WHAT IS EXPECTED →
From the data below, set down exactly the lines between the one holding "PR #72, opened 2021-11-08" and the one holding "Buffering compressed data", inclusive, and no others.

RECORDS FOR THIS TASK →

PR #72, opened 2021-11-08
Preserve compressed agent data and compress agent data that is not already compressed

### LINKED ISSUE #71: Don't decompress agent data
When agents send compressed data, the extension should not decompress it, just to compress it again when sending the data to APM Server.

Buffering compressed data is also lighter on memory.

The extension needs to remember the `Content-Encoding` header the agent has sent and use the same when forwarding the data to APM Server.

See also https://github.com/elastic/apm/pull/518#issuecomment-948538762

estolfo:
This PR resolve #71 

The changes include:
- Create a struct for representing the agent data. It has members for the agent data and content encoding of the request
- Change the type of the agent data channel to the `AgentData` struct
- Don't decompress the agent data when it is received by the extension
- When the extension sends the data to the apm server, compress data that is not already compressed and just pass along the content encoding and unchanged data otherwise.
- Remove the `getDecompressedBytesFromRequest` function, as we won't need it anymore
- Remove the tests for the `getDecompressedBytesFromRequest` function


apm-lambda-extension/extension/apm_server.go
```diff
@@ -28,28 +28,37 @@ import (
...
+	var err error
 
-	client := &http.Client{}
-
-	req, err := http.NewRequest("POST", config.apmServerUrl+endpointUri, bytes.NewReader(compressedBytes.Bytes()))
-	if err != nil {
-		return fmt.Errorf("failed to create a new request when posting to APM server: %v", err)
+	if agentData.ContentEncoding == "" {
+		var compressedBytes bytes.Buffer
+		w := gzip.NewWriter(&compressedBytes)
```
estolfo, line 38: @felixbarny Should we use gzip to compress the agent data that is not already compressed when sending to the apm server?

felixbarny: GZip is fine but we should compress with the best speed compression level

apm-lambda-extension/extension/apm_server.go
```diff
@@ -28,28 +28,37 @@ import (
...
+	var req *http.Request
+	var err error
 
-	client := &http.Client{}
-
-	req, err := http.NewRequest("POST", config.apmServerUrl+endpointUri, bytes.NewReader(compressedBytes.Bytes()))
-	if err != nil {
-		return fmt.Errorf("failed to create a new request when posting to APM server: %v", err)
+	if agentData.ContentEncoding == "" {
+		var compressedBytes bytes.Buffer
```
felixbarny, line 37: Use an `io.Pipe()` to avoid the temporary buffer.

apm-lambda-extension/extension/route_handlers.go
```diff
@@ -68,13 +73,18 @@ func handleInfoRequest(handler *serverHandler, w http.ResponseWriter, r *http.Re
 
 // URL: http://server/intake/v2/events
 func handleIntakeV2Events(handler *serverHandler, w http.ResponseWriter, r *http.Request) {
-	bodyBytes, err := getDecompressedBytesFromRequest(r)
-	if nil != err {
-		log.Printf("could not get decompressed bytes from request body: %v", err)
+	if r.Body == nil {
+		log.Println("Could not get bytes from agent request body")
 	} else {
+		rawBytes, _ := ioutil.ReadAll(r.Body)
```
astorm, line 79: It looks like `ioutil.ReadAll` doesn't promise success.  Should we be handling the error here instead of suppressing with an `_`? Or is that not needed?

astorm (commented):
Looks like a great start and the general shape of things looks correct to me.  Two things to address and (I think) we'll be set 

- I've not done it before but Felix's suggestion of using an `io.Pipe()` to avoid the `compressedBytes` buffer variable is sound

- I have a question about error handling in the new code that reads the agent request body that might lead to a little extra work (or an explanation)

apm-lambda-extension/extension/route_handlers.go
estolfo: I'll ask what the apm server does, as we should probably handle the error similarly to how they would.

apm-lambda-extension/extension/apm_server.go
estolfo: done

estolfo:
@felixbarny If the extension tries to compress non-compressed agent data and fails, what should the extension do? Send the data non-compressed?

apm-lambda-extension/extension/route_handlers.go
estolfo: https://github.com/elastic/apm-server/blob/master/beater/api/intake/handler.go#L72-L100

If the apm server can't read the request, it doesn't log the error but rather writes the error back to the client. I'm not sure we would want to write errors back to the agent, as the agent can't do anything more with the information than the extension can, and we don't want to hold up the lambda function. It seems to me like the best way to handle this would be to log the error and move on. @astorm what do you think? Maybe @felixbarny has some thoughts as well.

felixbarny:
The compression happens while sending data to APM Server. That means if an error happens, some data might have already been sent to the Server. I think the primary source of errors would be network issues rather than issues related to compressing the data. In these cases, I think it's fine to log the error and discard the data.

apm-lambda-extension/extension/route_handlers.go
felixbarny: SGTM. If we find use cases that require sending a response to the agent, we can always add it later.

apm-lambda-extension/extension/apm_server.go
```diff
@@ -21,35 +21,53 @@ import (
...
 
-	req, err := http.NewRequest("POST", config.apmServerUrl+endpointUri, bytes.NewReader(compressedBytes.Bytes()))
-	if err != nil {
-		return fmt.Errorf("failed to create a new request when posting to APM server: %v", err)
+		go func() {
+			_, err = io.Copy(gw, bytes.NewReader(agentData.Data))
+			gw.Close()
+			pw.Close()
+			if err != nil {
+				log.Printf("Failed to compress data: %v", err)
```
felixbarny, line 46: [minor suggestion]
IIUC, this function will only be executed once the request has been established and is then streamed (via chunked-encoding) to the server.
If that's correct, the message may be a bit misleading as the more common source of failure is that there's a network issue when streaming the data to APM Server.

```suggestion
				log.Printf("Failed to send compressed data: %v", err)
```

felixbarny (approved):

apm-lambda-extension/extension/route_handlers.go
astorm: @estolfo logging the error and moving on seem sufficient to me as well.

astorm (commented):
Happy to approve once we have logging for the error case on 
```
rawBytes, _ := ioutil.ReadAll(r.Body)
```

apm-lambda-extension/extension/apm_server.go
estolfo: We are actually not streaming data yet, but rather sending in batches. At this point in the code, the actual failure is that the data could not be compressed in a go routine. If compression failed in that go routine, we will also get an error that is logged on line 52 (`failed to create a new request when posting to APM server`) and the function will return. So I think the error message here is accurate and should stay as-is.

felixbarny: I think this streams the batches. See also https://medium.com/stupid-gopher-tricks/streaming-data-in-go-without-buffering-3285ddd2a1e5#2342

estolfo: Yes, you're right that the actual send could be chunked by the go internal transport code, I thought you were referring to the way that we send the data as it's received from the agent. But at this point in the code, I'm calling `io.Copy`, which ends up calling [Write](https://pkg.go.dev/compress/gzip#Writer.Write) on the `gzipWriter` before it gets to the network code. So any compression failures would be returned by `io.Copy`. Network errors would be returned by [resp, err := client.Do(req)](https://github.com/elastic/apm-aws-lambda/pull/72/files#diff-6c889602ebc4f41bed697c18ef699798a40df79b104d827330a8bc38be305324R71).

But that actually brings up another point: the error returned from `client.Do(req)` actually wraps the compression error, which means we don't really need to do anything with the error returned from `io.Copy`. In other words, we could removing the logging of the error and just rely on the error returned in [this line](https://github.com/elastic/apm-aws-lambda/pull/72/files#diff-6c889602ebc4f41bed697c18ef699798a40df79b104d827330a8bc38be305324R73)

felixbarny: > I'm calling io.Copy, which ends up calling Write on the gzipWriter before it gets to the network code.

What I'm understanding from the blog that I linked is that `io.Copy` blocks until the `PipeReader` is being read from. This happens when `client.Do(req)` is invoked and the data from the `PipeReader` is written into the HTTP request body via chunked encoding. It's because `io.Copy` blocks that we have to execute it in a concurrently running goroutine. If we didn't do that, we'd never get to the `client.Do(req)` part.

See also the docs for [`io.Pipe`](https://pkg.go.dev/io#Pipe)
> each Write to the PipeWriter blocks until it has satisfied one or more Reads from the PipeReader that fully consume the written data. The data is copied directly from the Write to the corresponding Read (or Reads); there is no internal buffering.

* * *

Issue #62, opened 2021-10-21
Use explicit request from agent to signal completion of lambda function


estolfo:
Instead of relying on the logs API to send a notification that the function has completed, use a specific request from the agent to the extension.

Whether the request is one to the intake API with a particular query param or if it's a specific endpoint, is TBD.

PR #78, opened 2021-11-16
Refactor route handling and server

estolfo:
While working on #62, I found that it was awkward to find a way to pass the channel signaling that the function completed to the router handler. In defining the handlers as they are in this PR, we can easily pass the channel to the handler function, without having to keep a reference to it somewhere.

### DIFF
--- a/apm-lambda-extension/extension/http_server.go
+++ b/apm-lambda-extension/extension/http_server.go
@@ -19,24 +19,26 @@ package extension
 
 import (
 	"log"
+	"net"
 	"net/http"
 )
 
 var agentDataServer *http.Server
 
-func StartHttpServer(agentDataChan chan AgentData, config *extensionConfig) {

TASK SOLUTION →
PR #72, opened 2021-11-08
Preserve compressed agent data and compress agent data that is not already compressed

### LINKED ISSUE #71: Don't decompress agent data
When agents send compressed data, the extension should not decompress it, just to compress it again when sending the data to APM Server.

Buffering compressed data is also lighter on memory.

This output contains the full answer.